Observation of a many-body excitonic complex in WSe₂ beyond the oxciton

Monolayers of Transition-metal dichalcogenide (TMD) semiconductors exhibit uniquely strong Coulomb interactions and valley-contrasting physics, capable of sustaining a wide range of excitonic many-body complexes. Recently, intriguing 6-particle (hexciton) and 8-particle (oxciton) complexes have been observed. These many-body complexes form due to the interaction of a photoexcited electron-hole pair with electrons in multiple electrostatically induced Fermi seas, distinguishable by either spin or momentum. The observation of further complexes is thus limited by either screening due to the Fermi seas or the physically achievable electrostatic doping.

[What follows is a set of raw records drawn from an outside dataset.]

PR #2572, opened 2021-04-26
Minor mt fixes

bjhall:
This PR fixes MitoMap link for hg38 cases and adds a link to HmtVar for mitochondrial variant (if the INFO-field HmtVar is defined in the VCF. We're using HmtNote to annotate the VCF with this field)

Also added a test for HmtVar parsing.


scout/server/links.py
```diff
@@ -625,6 +626,12 @@ def mitomap_link(variant_obj):
     return url_template.format(this=variant_obj)
 
 
+def hmtvar_link(variant_obj):
```
northwestwitch, line 629: 👍

scout/server/links.py
```diff
@@ -625,6 +626,12 @@ def mitomap_link(variant_obj):
...
+    """Compose a link to a variant in HmtVar"""
+    url_template = "https://www.hmtvar.uniba.it/varCard/{id}"
```
northwestwitch, line 631: Works perfectly: 
image

northwestwitch: An improvement would be to link to the actual position of the variant in HmtVar: https://www.hmtvar.uniba.it/varCard/39192

tests/parse/test_parse_variant.py
```diff
@@ -103,3 +103,14 @@ def test_parse_mitomapassociateddiseases(variants, case_obj):
             parsed_variant = parse_variant(variant, case_obj)
             # THEN make sure that it is parsed correct
             assert parsed_variant["mitomap_associated_diseases"] == mitomap_associated_diseases
+
+
+def test_parse_hmtvar(variants, case_obj):
+    # GIVEN some parsed variant dicts
+    for variant in variants:
+        # WHEN "mitomap associated diseases" is present
+        if variant.INFO.get("HmtVar"):
```
northwestwitch, line 112: Tests are much appreciated! 🥇  

For how it's written I realize that if one day we modify scout/demo/643594.clinical.vcf.gz by removing the MT variant containing HmtVar and MITOMAP info, the relative tests will still be successful because you'll never enter the condition in this line, and line 101 in the MITOMAP test.

Perhaps a better way of testing the parsing would be something like this ?
```
def test_parse_hmtvar(cyvcf2_variant, case_obj):
    """Test parsing HmtVar value from variant annotated with HmtNote"""

    # GIVEN a variant containing HmtVar key in the INFO field:
    cyvcf2_variant.INFO["HmtVar"] = "39192"

    # THEN make sure that it is parsed correctly
    hmtvar_variant_id = int(cyvcf2_variant.INFO["HmtVar"])
    parsed_variant = parse_variant(cyvcf2_variant, case_obj)    
    assert parsed_variant["hmtvar_variant_id"] == hmtvar_variant_id
```

northwestwitch (approved):
Nice!
Works as it should and code is neat! I have a couple of small suggestions. Feel free to fix the real link to HmtVar or not, but I think the tests (the one from from this PR and the MITOMAP one) could be improved. But I really appreciated the effort to include the test 💯

scout/server/links.py
bjhall: Hmm, I don't see the difference? At least that was what I was trying to achieve, and it works here. What does the link look like for you?

tests/parse/test_parse_variant.py
bjhall: I agree that silently "failing" tests should be avoided, but I also think it feels more realistic to parse an actual file. But I don't have a better suggestion, so I'll change it according to your suggestion (tomorrow)! :)

northwestwitch: An alternative would be do the parsing of the real file and then run a mongo query to look for a variant with those specifics..

scout/server/links.py
northwestwitch: I agree, It doesn't really matter. I just noticed that the link for this demo variant:

image

leads to another variant on HmtVar: https://www.hmtvar.uniba.it/varCard/12345, probably because you used a random number (12345) as hmtvar ID. The id for that specific variant is another, but it's fine, really, since it's just test data.

tests/parse/test_parse_variant.py
bjhall: I took the easy way out and implemented them according to your first suggestion :)

scout/server/links.py
bjhall: Yes sorry, I was lazy and just put a random number there...

bjhall:
Hopefully this should be ready to merge now!

northwestwitch:
> Hopefully this should be ready to merge now!

I think so! Good job with this PR!

PR #2573, opened 2021-04-27
Sort ClinVar submission variants and case data by ascending "Last Evaluated" date

### LINKED ISSUE #2519: Order ClinVar submission sub-items by date
what is the order the variants get listed?
image

- it is not the order they are added (which will be the best in case I want to check the variant  and the case just added to the submission went in
- not the order of coordinates
- no gene name
- no family name

It would be helpful to know  so I can cross check the data without having to look (randomly ) for it  
The longer the list of variants  (and cases) the more I need to look up and down to find the newly added variants and case (I need to change the name to each case so it is very important to do it correctly :)

northwestwitch:
Fix #2519

Introduced changes:
- Expose link to Clinvar submissions in Institute page sidebar. In current master you need to expand sidebar "shared data" to see it.
- Order Submissions variants by ascending "last_evaluated" date.
- Order case data according to the order of variants 

**How to test**:
1. Pin and submit (with casedata) at least 2 variants without modifying the "last_evaluated" field in the submission form.
1. Note the order in which these variants are displayed in the submission object list, for instance this:
image

1. In the database, edit the second variant with a date older than today ("clinvar" collection).
1. Make sure that both the second variant and its case data are shown first now in the submission object

**Expected outcome**:

**Review:**
- [ ] code approved by
- [x] tests executed by CR


scout/server/blueprints/institutes/templates/overview/institute_sidebar.html
```diff
@@ -35,14 +35,13 @@
               </div>
           </a>
 
-          <!-- shared data menu item -->
-          <a href="#submenu1" data-toggle="collapse" aria-expanded="false" class="bg-dark list-group-item list-group-item-action flex-column align-items-start">
+          <!-- ClinVar data menu item -->
+          <a href="{{ url_for('overview.clinvar_submissions', institute_id=institute._id) }}" class="bg-dark list-group-item list-group-item-action flex-column align-items-start">
```
dnil, line 39: 👍

tests/adapter/mongo/test_clinvar_handler.py
```diff
@@ -7,6 +7,21 @@
 LOG = logging.getLogger(__name__)
 
 
+def test_sort_case_data(adapter):
```
dnil, line 10: 👍

dnil (approved):
💯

In this work, we use charge-tunable devices of hBN encapsulated monolayer WSe₂, capable of accessing previously uncharted charge doping regimes to study many-body complexes of up to several 10¹³ cm^-2. In reflection contrast, the B-hexciton surprisingly shows no decay for hole densities as high as 3*10¹³ cm^-2, suggesting that our device design has a mitigating effect on screening. When following the A-hexciton with increasing electron-doping, we observe the filling of the Q-valley, resulting in a new many-body complex beyond the oxciton. Our work expands the general understanding of exciton physics in van der Waals materials.